** Problem details **
Below is a listing. Set down exactly the lines from the one containing "--- a/zimui/src/components/channel/tabs/VideosTab.vue" through the one containing "Not tested in", both ends included, and leave out the rest.

** Data to examine **
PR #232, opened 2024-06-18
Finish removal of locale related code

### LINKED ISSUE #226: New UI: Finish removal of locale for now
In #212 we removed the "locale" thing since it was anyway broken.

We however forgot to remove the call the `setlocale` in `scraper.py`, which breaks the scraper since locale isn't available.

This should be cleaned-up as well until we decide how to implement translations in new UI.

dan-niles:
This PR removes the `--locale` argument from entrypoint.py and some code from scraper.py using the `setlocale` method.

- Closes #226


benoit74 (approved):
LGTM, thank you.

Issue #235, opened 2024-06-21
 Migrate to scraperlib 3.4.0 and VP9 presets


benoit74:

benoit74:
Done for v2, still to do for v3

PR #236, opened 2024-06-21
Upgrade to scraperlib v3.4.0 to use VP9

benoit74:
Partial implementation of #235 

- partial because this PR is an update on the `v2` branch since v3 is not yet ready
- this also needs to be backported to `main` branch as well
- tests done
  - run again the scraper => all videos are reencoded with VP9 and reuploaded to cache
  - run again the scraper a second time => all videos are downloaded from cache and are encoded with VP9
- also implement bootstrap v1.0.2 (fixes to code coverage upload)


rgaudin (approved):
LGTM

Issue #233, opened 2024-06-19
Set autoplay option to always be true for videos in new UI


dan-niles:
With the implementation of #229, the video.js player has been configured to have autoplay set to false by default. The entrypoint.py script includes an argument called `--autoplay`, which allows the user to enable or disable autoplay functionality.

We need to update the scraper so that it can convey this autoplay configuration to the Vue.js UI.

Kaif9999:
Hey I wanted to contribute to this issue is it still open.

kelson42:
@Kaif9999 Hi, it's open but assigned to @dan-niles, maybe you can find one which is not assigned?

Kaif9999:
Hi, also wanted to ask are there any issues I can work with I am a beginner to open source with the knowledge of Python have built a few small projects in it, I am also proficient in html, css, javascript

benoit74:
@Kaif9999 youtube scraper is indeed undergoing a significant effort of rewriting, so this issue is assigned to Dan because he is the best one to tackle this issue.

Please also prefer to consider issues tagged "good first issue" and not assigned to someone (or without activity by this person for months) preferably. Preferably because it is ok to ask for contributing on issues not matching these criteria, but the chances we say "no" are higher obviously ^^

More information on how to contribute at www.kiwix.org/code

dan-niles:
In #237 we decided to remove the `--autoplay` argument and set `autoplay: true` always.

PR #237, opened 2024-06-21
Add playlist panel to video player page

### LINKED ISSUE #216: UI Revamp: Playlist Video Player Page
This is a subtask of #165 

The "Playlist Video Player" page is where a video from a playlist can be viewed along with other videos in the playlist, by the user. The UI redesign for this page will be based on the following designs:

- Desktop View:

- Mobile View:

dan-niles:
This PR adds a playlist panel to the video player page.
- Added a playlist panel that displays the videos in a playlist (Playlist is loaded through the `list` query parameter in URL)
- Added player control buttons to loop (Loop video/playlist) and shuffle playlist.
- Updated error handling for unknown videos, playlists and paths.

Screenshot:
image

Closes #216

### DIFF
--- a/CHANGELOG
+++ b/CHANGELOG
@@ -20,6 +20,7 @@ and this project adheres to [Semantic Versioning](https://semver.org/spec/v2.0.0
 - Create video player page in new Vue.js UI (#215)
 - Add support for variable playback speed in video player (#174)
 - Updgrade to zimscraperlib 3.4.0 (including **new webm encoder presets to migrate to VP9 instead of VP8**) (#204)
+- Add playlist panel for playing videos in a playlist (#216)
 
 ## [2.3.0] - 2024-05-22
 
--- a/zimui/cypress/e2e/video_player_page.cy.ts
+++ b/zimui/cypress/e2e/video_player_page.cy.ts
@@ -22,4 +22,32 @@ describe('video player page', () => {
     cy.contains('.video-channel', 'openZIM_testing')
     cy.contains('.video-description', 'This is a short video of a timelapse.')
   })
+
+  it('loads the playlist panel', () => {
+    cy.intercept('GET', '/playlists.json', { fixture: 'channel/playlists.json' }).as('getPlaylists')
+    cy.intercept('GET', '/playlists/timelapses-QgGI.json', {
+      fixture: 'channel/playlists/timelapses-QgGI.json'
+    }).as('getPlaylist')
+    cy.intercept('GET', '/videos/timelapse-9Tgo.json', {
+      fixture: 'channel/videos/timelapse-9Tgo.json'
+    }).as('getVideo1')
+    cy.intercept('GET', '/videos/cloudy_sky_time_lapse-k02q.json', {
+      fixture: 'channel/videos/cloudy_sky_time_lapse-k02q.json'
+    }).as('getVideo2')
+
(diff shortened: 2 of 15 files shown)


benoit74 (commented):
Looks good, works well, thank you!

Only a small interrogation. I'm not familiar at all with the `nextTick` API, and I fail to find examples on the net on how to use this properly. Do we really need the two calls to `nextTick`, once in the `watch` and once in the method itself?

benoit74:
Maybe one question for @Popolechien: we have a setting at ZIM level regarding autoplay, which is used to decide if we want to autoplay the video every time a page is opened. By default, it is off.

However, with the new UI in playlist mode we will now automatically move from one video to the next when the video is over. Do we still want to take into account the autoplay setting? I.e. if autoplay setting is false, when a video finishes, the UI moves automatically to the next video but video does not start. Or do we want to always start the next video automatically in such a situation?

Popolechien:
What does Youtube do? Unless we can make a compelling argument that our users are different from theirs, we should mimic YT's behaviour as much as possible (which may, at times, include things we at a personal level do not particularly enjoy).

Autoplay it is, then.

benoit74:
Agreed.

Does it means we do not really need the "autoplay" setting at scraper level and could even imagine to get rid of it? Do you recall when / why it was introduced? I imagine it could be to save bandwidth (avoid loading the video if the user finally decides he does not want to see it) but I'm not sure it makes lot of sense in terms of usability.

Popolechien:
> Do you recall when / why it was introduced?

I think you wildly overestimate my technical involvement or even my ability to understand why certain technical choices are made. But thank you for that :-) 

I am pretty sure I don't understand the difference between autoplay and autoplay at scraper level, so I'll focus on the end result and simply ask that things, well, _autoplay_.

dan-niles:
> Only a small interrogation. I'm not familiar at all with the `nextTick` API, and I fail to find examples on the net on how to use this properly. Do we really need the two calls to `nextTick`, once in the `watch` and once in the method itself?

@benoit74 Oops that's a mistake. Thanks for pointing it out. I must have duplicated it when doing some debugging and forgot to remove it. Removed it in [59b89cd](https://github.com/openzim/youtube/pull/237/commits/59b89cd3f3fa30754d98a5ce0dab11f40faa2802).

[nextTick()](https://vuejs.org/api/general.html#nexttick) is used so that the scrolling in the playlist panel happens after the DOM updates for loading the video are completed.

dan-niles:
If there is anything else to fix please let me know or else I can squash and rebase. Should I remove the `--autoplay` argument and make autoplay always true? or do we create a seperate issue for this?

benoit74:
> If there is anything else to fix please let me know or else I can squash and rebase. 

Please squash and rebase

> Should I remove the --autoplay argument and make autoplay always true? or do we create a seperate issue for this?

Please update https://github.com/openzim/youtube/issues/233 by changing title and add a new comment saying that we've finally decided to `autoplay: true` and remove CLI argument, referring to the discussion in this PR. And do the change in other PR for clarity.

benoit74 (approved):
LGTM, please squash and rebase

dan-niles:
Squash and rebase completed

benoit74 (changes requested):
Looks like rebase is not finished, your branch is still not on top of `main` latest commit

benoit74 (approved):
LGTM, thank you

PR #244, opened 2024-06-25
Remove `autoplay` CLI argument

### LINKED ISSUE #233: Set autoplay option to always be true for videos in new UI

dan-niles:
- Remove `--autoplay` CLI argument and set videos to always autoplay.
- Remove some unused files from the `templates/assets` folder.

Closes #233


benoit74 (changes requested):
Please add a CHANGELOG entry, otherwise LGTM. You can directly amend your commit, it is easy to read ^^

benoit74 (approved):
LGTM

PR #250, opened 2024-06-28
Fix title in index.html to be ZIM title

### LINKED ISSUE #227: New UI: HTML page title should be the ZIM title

---

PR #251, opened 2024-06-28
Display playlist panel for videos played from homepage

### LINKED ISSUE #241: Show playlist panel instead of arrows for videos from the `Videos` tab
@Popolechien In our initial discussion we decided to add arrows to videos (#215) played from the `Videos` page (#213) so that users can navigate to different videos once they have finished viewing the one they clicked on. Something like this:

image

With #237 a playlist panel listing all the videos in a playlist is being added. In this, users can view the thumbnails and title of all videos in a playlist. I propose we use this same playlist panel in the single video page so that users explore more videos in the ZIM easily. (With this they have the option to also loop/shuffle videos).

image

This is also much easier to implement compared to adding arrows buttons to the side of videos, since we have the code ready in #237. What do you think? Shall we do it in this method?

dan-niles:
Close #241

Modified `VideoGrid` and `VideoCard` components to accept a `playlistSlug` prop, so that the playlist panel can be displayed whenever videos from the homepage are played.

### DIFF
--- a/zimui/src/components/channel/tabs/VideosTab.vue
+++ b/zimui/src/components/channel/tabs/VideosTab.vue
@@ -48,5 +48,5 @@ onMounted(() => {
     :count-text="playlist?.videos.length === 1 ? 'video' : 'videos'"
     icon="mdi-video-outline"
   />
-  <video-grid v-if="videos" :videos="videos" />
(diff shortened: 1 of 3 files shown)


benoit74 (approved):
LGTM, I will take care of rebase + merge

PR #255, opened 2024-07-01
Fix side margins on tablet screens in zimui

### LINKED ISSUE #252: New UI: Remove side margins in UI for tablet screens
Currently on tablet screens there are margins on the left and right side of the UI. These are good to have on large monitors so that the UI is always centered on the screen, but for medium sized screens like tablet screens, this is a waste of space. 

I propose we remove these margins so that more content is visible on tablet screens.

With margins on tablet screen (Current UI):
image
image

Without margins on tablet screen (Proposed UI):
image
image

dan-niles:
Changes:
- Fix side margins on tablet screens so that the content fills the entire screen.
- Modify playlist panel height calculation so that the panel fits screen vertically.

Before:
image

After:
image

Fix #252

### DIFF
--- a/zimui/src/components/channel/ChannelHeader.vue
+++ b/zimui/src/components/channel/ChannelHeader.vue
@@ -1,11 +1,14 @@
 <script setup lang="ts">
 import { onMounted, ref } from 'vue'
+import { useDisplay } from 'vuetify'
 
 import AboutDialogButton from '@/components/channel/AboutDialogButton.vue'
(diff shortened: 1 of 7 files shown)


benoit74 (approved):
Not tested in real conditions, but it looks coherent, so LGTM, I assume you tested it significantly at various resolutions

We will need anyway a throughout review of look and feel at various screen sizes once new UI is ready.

** Result of the exercise **
--- a/zimui/src/components/channel/tabs/VideosTab.vue
+++ b/zimui/src/components/channel/tabs/VideosTab.vue
@@ -48,5 +48,5 @@ onMounted(() => {
     :count-text="playlist?.videos.length === 1 ? 'video' : 'videos'"
     icon="mdi-video-outline"
   />
-  <video-grid v-if="videos" :videos="videos" />
(diff shortened: 1 of 3 files shown)


benoit74 (approved):
LGTM, I will take care of rebase + merge

PR #255, opened 2024-07-01
Fix side margins on tablet screens in zimui

### LINKED ISSUE #252: New UI: Remove side margins in UI for tablet screens
Currently on tablet screens there are margins on the left and right side of the UI. These are good to have on large monitors so that the UI is always centered on the screen, but for medium sized screens like tablet screens, this is a waste of space. 

I propose we remove these margins so that more content is visible on tablet screens.

With margins on tablet screen (Current UI):
image
image

Without margins on tablet screen (Proposed UI):
image
image

dan-niles:
Changes:
- Fix side margins on tablet screens so that the content fills the entire screen.
- Modify playlist panel height calculation so that the panel fits screen vertically.

Before:
image

After:
image

Fix #252

### DIFF
--- a/zimui/src/components/channel/ChannelHeader.vue
+++ b/zimui/src/components/channel/ChannelHeader.vue
@@ -1,11 +1,14 @@
 <script setup lang="ts">
 import { onMounted, ref } from 'vue'
+import { useDisplay } from 'vuetify'
 
 import AboutDialogButton from '@/components/channel/AboutDialogButton.vue'
(diff shortened: 1 of 7 files shown)


benoit74 (approved):
Not tested in real conditions, but it looks coherent, so LGTM, I assume you tested it significantly at various resolutions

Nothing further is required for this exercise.